(Saved entries)

= = = =

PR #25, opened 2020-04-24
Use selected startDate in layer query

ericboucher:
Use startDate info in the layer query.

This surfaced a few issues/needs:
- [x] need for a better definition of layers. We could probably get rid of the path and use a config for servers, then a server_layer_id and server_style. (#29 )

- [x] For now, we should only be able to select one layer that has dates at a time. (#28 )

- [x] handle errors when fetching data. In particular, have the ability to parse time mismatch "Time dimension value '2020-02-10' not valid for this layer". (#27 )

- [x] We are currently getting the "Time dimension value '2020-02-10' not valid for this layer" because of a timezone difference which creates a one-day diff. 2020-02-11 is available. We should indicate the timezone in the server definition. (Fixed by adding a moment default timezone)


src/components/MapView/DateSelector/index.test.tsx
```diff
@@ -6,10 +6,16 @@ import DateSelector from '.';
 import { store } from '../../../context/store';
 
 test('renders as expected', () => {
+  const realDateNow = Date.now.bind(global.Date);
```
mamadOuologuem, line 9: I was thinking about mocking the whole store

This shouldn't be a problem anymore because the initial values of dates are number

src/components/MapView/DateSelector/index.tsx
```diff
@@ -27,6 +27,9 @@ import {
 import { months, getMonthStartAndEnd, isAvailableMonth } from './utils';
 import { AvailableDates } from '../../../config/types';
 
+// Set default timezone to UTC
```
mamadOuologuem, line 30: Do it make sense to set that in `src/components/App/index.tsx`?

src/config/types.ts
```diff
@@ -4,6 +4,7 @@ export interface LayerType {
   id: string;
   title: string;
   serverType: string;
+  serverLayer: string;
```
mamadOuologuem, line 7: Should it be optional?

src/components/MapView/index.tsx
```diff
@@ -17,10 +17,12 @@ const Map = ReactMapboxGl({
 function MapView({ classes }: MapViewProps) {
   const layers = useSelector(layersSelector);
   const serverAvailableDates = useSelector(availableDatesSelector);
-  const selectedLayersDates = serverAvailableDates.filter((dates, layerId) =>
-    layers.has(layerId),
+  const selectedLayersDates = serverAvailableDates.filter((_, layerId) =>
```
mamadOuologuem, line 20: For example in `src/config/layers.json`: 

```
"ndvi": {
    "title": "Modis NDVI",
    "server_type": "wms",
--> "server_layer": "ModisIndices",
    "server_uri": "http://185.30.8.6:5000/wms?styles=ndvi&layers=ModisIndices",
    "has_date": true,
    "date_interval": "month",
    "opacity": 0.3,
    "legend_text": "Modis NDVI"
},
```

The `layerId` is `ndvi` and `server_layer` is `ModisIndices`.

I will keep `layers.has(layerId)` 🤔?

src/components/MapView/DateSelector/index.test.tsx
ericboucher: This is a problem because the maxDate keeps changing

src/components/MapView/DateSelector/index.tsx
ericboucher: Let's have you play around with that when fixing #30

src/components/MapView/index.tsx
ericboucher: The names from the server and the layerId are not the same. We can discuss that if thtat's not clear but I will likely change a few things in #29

= = = =

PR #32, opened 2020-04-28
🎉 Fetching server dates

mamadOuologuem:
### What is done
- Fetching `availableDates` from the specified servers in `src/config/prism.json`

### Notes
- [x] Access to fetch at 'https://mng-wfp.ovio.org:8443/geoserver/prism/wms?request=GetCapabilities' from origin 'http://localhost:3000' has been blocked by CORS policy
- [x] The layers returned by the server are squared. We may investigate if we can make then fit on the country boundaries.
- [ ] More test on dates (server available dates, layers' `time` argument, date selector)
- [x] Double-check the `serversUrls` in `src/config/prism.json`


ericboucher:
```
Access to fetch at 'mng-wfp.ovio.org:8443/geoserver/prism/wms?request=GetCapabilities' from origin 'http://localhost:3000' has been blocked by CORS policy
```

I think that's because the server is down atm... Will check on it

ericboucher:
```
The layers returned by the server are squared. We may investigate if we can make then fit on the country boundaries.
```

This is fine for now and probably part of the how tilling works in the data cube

= = = =

__INSTRUCTIONS TO FOLLOW__: Report the count of lines in the entries that contain "mamadOuologuem". Nothing else should be given.

__RESULT OF THE EXERCISE__: 5